» Exercise instructions
For the data below, give again exactly the lines from the one containing "src/Transports.AspNetCore/Extensions/GraphQLBuilderExtensions.cs" through the one containing "Shane32, line 140: No", both ends included, and no others.
------------------------------
PR #43, opened 2018-06-02
Fix test failures when a tool is not available locally

jonabc:
When `script/test` is run without any arguments, `cache_test.rb` and `list_test.rb` each run their respective command for a single test case over all sources.

As part of the release process, I ran `script/test` and found that I was having test failures due to not having a python development environment available with `pip` and `venv`.  The source-specific test files are gated to check that their respective tools are available before the tests are run, however the cache and list tests are somewhat generic, making it hard to check for specific dependencies.

Luckily, the sources already do this with the `#enabled?` method.

This PR changes the `pip` source to check that the expected pip executable exists as part of `#enabled?`.

The relevant test cases have also been updated to check that sources are enabled before trying to use them, and skip the test case if the source is not enabled.

### DIFF
--- a/lib/licensed/source/pip.rb
+++ b/lib/licensed/source/pip.rb
@@ -14,7 +14,8 @@ module Licensed
       end
 
       def enabled?
-        Licensed::Shell.tool_available?(virtual_env_pip) && File.exist?(@config.pwd.join("requirements.txt"))
+        return unless virtual_env_pip && Licensed::Shell.tool_available?(virtual_env_pip)
+        File.exist?(@config.pwd.join("requirements.txt"))
       end
 
       def dependencies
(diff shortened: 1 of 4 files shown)


jonabc:
/cc @sridharavinash FYI I made some changes to the pip source because there were failures in tests where pip was not available.

I added a check that virtual_env_dir pip executable is available to `Licensed::Source::Pip#enabled?`. 
 When the executable isn't found, `enabled?` will return false and the source won't be used.

There is a functional change here - previously a missing `virtual_env_dir` configuration value would raise an error.  I had to remove the error because that code is now run from `enabled?`, meaning that the code will still be executed for projects that are not intending to use the source.

Let me know if you have any concerns about this.  I'd like to get the test failures fixed before releasing the next version of licensed.

I'm guessing others might have seen similar failures from `cache_test.rb` and `license_test.rb`, but `pip` is the first source where I haven't had all the dependencies installed locally 😆

PR #851, opened 2022-07-06
Support .NET 4.8 for UI packages

Shane32:
Notes:
- ASP.NET 2.1 contains a reference to Newtonsoft.Json, while .NET Core 3.1 includes System.Text.Json.  So either way there is a serializer available without an additional reference.
- There are no ifdefs for the net5 and net6 TFMs, so they have been removed.


src/Ui.Altair/Internal/AltairPageModel.cs
```diff
@@ -37,11 +36,20 @@ public string Render()
...
 
             _altairCSHtml = _options.PostConfigure(_options, builder.ToString());
         }
 
         return _altairCSHtml;
     }
+
+    private static string JsonSerialize(object value)
+    {
+#if !NETSTANDARD2_0
```
sungam3r, line 49: I would invert condition.

sungam3r:
> There are no ifdefs for the net5 and net6 TFMs, so they have been removed.

I would prefer to have explicit tfms even without ifdefs.

sungam3r:
Nice and simple change.

src/Ui.Altair/Internal/AltairPageModel.cs
Shane32: Ok

Shane32:
> I'm a bit concerned about restoring 3.1 tfm from 5.0/6.0 apps.

Please define your concern and I will address it.  There is no difference here between targeting .NET Standard 2.0 or 2.1, except we have defined a minimum baseline of .NET Core 3.1.  Going forward there is no .NET Standard, which is there are ifdefs like NETCOREAPP3_1_OR_GREATER.  There is no need to target every newly released .NET Core version, and we do not do so in any of our other published packages.

src/Ui.Altair/Internal/AltairPageModel.cs
Shane32: Btw, you have requested this change many times, and I do not agree with the general principle that conditions should be inverted if they have a `!`.  In this instance the ifdef would have matched the other ifdef in the project, and would place the typical/default/primary code first.  I think you should reconsider your viewpoint.  Regardless, I changed it as you requested.

sungam3r: I reason from the simplicity of reading code when you do not mentally invert condition even if typical/default/primary code implies `!`.

sungam3r:
Something like phantom fears.

sungam3r (approved):

PR #855, opened 2022-07-10
Add underlying support for AWS AppSync subscription variant

Shane32:
For AWS, subscription operations differ from the `subscriptions-transport-ws` protocol in three ways:

1. Keep-alive messages are sent every minute by the server
2. The `connection_ack` message includes a keep-alive timeout period which the client should honor and terminate the connection if no keep-alive messages are received within this period
3. During a subscription request, a `start_ack` message is sent from the server to the client once the subscription has been set up without an error

The first two points above can be implemented easily in a derived class.  This PR adds a protected method for the third bullet point.  No functionality has changed, so the default behavior will meet the spec.  Adding this method could also assist with logging/debugging.

Note that as AWS AppSync uses the same WebSocket sub-protocol of `graphql-ws`, we cannot simply add a third protocol.  We could add an option to `GraphQLWebSocketOptions` for AWS AppSync compatibility, of course.

See https://docs.aws.amazon.com/appsync/latest/devguide/real-time-websocket-client.html

### DIFF
--- a/src/Transports.AspNetCore/WebSockets/BaseSubscriptionServer.cs
+++ b/src/Transports.AspNetCore/WebSockets/BaseSubscriptionServer.cs
@@ -471,6 +471,10 @@ public abstract partial class BaseSubscriptionServer : IOperationMessageProcesso
 
     /// <summary>
     /// Sends a notification that the specified subscription has been set up successfully.
+    /// Note that both graphql-ws and subscriptions-transport-ws protocols do not need
+    /// such notification but some custom protocol may require it; for example, see start_ack message
+    /// from https://docs.aws.amazon.com/appsync/latest/devguide/real-time-websocket-client.html
+    /// protocol for AWS AppSync. 
     /// </summary>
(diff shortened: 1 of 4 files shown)


src/Transports.AspNetCore/WebSockets/BaseSubscriptionServer.cs
```diff
@@ -468,6 +469,11 @@ protected virtual Task SendErrorResultAsync(OperationMessage message, ExecutionR
     /// </summary>
     protected abstract Task SendErrorResultAsync(string id, ExecutionResult result);
 
+    /// <summary>
+    /// Sends a notification that the specified subscription has been set up successfully.
```
sungam3r, line 473:
```suggestion
    /// Sends a notification that the specified subscription has been set up successfully.
    /// Note that both graphql-ws and subscriptions-transport-ws protocols do not need
    /// such notification but some custom protocol may require it, for example, see start_ack message
    /// from https://docs.aws.amazon.com/appsync/latest/devguide/real-time-websocket-client.html
    /// protocol for AWS AppSync. 
```

sungam3r (approved):

PR #857, opened 2022-07-10
Update target framework for All metapackage

Shane32:
- Allows All metapackage to be used for ASP.NET Core 2.1
- Serializer and MicrosoftDI is already included within Transports.AspNetCore

### DIFF
--- a/src/All/All.csproj
+++ b/src/All/All.csproj
@@ -1,7 +1,7 @@
 <Project Sdk="Microsoft.NET.Sdk">
 
   <PropertyGroup>
-    <TargetFrameworks>net6;net5;netcoreapp3.1</TargetFrameworks>
+    <TargetFramework>netstandard2.0</TargetFramework>
     <Description>GraphQL Server meta package with all the packages you need to get started</Description>
     <PackageTags>GraphQL;transport;server;WebSockets;subscriptions;middleware;authentication;authorization</PackageTags>
     <IncludeBuildOutput>false</IncludeBuildOutput>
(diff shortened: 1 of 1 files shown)


src/All/All.csproj
```diff
@@ -17,8 +17,6 @@
 
     <PackageReference Include="GraphQL.MemoryCache" Version="$(GraphQLVersion)" />
     <PackageReference Include="GraphQL.DataLoader" Version="$(GraphQLVersion)" />
-    <PackageReference Include="GraphQL.MicrosoftDI" Version="$(GraphQLVersion)" />
```
sungam3r, line 20: I am curious here. Create simple console net5/net6 app, then reference this metapackage. What version (I mean what TFM) of GraphQL.MemoryCache/GraphQL dlls will you see in output folder? netstandard2.0 of net5/net6 ?

Shane32: I created a console app only referencing the All meta-package.  I then verified that the DLLs are the appropriate version with a binary file comparison.  Specifically, GraphQL.SystemTextJson (pulled from nuget) is the net6 version (of version 6.0.0-preview-602) and Transports.AspNetCore (pulled from the local build) is the net5 version.  I did not check other files.

Shane32:
I did notice that Transports.AspNetCore does not include GraphQL.NewtonsoftJson because that would bump the Newtonsoft.Json version unnecessarily.  So I included it here for .NET Standard 2.0 projects (which includes .NET Core 2.1).

src/All/All.csproj
sungam3r: OK. So TFM resolution works "globally" and is not constrained by consuming package.

sungam3r (approved):

PR #854, opened 2022-07-09
Add v7 migration documentation

Shane32:
This document will be referenced by the README.md file in a subsequent PR.

PR #862, opened 2022-07-12
Change order of UI extension method arguments

Shane32:
I think the UI middleware extension methods should require the path first and then the options, rather than the other way around.  I believe this just makes logical sense that you would define the endpoint address and then configure it.  Plus it matches the argument ordering of the `UseGraphQL` method (both now and previously).

Also I generally find that it works best when optional method arguments are additive to existing/required arguments, and this change fixes that issue as well.

This will require a note in the migration doc ( #854 ) if it is merged.

Some other options:
- Leave the old methods, deprecated
- Deprecate the path-only syntax leaving only the (options, path) syntax
- Change the options argument to a builder delegate (if we do this then I would deprecate the old ones rather than removing them)

Since we have a large number of changes going into v7, perhaps now is a good time to make this change.

### DIFF
--- a/samples/Samples.Authorization/Program.cs
+++ b/samples/Samples.Authorization/Program.cs
@@ -62,13 +62,13 @@ app.UseWebSockets();
 app.UseGraphQL("/graphql");
 // configure Playground at "/ui/graphql"
 app.UseGraphQLPlayground(
+    "/ui/graphql",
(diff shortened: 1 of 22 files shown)


sungam3r (approved):
Yep, I was thinking about it.

PR #866, opened 2022-07-13
Pull ClaimsPrincipal from ValidationContext

Shane32:


src/Transports.AspNetCore/Extensions/GraphQLBuilderExtensions.cs
```diff
@@ -137,7 +137,6 @@ public static IGraphQLBuilder AddWebSocketAuthentication(this IGraphQLBuilder bu
     public static IGraphQLBuilder AddAuthorizationRule(this IGraphQLBuilder builder)
     {
         builder.AddValidationRule<AuthorizationValidationRule>(true);
-        builder.Services.TryRegister<IHttpContextAccessor, HttpContextAccessor>(DI.ServiceLifetime.Singleton);
```
Shane32, line 140: No more need to use `IHttpContextAccessor`

sungam3r: 👍

PR #870, opened 2022-07-14
Additional incoming message optimization

### LINKED ISSUE #813: Investigate a better way of using buffers to handle WebSocket messages
Do you have any questions here?  Yes it is complicated to read.  Yes it would certainly be more optimized with the MS package you previously referenced.  But everything should work.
------------------------------
» Reply to the task
src/Transports.AspNetCore/Extensions/GraphQLBuilderExtensions.cs
```diff
@@ -137,7 +137,6 @@ public static IGraphQLBuilder AddWebSocketAuthentication(this IGraphQLBuilder bu
     public static IGraphQLBuilder AddAuthorizationRule(this IGraphQLBuilder builder)
     {
         builder.AddValidationRule<AuthorizationValidationRule>(true);
-        builder.Services.TryRegister<IHttpContextAccessor, HttpContextAccessor>(DI.ServiceLifetime.Singleton);
```
Shane32, line 140: No more need to use `IHttpContextAccessor`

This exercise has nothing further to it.